___ Information provided ___

PR #105, opened 2020-09-18
Reformat early stopping with enum

inventormc:
Group checks for early stopping type into a util function that returns an enum indicating the early stop type. Will help prevent the need for redundant checks in other places.

### DIFF
--- a/tune_sklearn/tune_basesearch.py
+++ b/tune_sklearn/tune_basesearch.py
@@ -415,13 +415,19 @@ class TuneBaseSearchCV(BaseEstimator):
             best_config = analysis.get_best_config(
                 metric=metric, mode="max", scope="last")
             self.best_params = self._clean_config_dict(best_config)
+
+            self.best_estimator_ = clone(self.estimator)
             if self.early_stop_type == EarlyStopping.warm_start_ensemble:
                 logger.info("tune-sklearn uses `n_estimators` to warm "
                             "start, so this parameter can't be "
                             "set when warm start early stopping. "
                             "`n_estimators` defaults to `max_iters`.")
-                self.best_params["n_estimators"] = self.max_iters
-            self.best_estimator_ = clone(self.estimator)
+                if check_is_pipeline(self.estimator):
+                    cloned_base_estimator = self.best_estimator_.steps[-1][1]
+                    cloned_base_estimator.set_params(
+                        **{"n_estimators": self.max_iters})
+                else:
+                    self.best_params["n_estimators"] = self.max_iters
             self.best_estimator_.set_params(**self.best_params)
             self.best_estimator_.fit(X, y, **fit_params)
 
--- a/tune_sklearn/tune_basesearch.py
+++ b/tune_sklearn/tune_basesearch.py
@@ -22,12 +22,15 @@ import ray
 from ray.tune.schedulers import (
     PopulationBasedTraining, AsyncHyperBandScheduler, HyperBandScheduler,
     MedianStoppingRule, TrialScheduler, ASHAScheduler)
+from ray.tune.logger import (TBXLogger, JsonLogger, CSVLogger, MLFLowLogger,
+                             Logger)
 from ray.tune.error import TuneError
 import numpy as np
 from numpy.ma import MaskedArray
 import warnings
 import multiprocessing
 import os
+import inspect
 
 from tune_sklearn.utils import (EarlyStopping, get_early_stop_type,
                                 check_is_pipeline, _check_multimetric_scoring)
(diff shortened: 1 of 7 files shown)


tune_sklearn/tune_basesearch.py
```diff
@@ -414,15 +415,19 @@ def _fit(self, X, y=None, groups=None, **fit_params):
...
+
+            self.best_estimator_ = clone(self.estimator)
+            if self.early_stop_type == EarlyStopping.warm_start_ensemble:
                 logger.info("tune-sklearn uses `n_estimators` to warm "
                             "start, so this parameter can't be "
                             "set when warm start early stopping. "
                             "`n_estimators` defaults to `max_iters`.")
-                self.best_params["n_estimators"] = self.max_iters
-            self.best_estimator_ = clone(self.estimator)
+                if check_is_pipeline(self.estimator):
```
inventormc, line 425: @Yard1 I think this was accidentally left out in the early stopping pipeline pr. Could you just confirm that this is correct?

For ensemble early stopping, because we add 1 to `n_estimators` and then call fit for each call to _trainable to incrementally train ensembles, the final `n_estimators` is the same as the number of calls to _trainable (which should be `max_iters` for the best set of hyperparameters). However, you can't set this directly for pipelines, so I'm trying to set it to the base estimator here. Is it okay to index in like this and set `n_estimators`? Or do I need to add it to the `self.best_params` dict using the underscore syntax (e.g `"classify__min_samples_split": [2, 3, 4]`) and set it for the overall pipeline.

Yard1: No, it is ok to do it like this. You can modify each pipeline step separately without issues. I opted to use the underscore syntax due to preference, but either works.

tune_sklearn/utils.py
```diff
@@ -30,6 +40,40 @@ def check_warm_start_ensemble(estimator):
...
+def get_early_stop_type(estimator, early_stopping):
+    if not early_stopping:
+        return EarlyStopping.no_early_stop
+    can_partial_fit = check_partial_fit(estimator)
+    can_warm_start_iter = check_warm_start_iter(estimator)
+    can_warm_start_ensemble = check_warm_start_ensemble(estimator)
+    is_xgb = is_xgboost_model(estimator)
+
+    if can_partial_fit:
+        return EarlyStopping.partial_fit
```
richardliaw, line 66: EarlyStopping.PARTIAL_FIT

tune_sklearn/utils.py
```diff
@@ -30,6 +40,40 @@ def check_warm_start_ensemble(estimator):
...
 
+def check_error_warm_start(estimator, estimator_config):
+    early_stop_type = get_early_stop_type(estimator)
+    if (early_stop_type == EarlyStopping.WARM_START_ITER
+            and "max_iter" in estimator_config):
+        raise ValueError("tune-sklearn uses `max_iter` to warm "
+                         "start, so this parameter can't be "
+                         "set when warm start early stopping. ")
+    if (early_stop_type == EarlyStopping.WARM_START_ENSEMBLE
+            and "n_estimators" in estimator_config):
```
Yard1, line 51: Also check for `max_iter` and `n_estimators` in pipeline config. Something like:
```python
if check_is_pipeline(estimator):
    if (early_stop_type == EarlyStopping.WARM_START_ENSEMBLE
            and f"{estimator.steps[-1][0]}__n_estimators" in estimator_config):
```

tune_sklearn/utils.py
```diff
@@ -30,6 +40,40 @@ def check_warm_start_ensemble(estimator):
...
+                         "start, so this parameter can't be "
+                         "set when warm start early stopping. ")
+
+
+def get_early_stop_type(estimator, early_stopping):
+    if not early_stopping:
+        return EarlyStopping.NO_EARLY_STOP
+    can_partial_fit = check_partial_fit(estimator)
+    can_warm_start_iter = check_warm_start_iter(estimator)
+    can_warm_start_ensemble = check_warm_start_ensemble(estimator)
```
Yard1, line 62: Need pipeline checks here. It would suffice to just call those `check_` methods on the final pipeline estimator.

Yard1 (changes requested):

tune_sklearn/utils.py
inventormc: I think this should be checking on the final pipeline estimator right? In tune_basesearch this helper method is called on `self.base_estimator`

tune_sklearn/utils.py
inventormc: Ah good catch

inventormc: Fixed in #106

tune_sklearn/utils.py
Yard1: Yes, that is correct. `estimator.steps[-1][1]` if `estimator` is a pipeline.

richardliaw:
@inventormc seems like there's a merge conflict - can you rebase?

richardliaw:
closing because seems to be redudnat with #106

PR #106, opened 2020-09-18
Warm start errors

inventormc:
Explicitly error when users try to set parameters that can't be set with early stopping (`n_estimators` for ensemble warm starting and `max_iter` for iteration warm starting).

### DIFF
--- a/tune_sklearn/utils.py
+++ b/tune_sklearn/utils.py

___

# The problem:
Scan the data above; copy every line where "because" appears.

# Result of the task:
For ensemble early stopping, because we add 1 to `n_estimators` and then call fit for each call to _trainable to incrementally train ensembles, the final `n_estimators` is the same as the number of calls to _trainable (which should be `max_iters` for the best set of hyperparameters). However, you can't set this directly for pipelines, so I'm trying to set it to the base estimator here. Is it okay to index in like this and set `n_estimators`? Or do I need to add it to the `self.best_params` dict using the underscore syntax (e.g `"classify__min_samples_split": [2, 3, 4]`) and set it for the overall pipeline.
closing because seems to be redudnat with #106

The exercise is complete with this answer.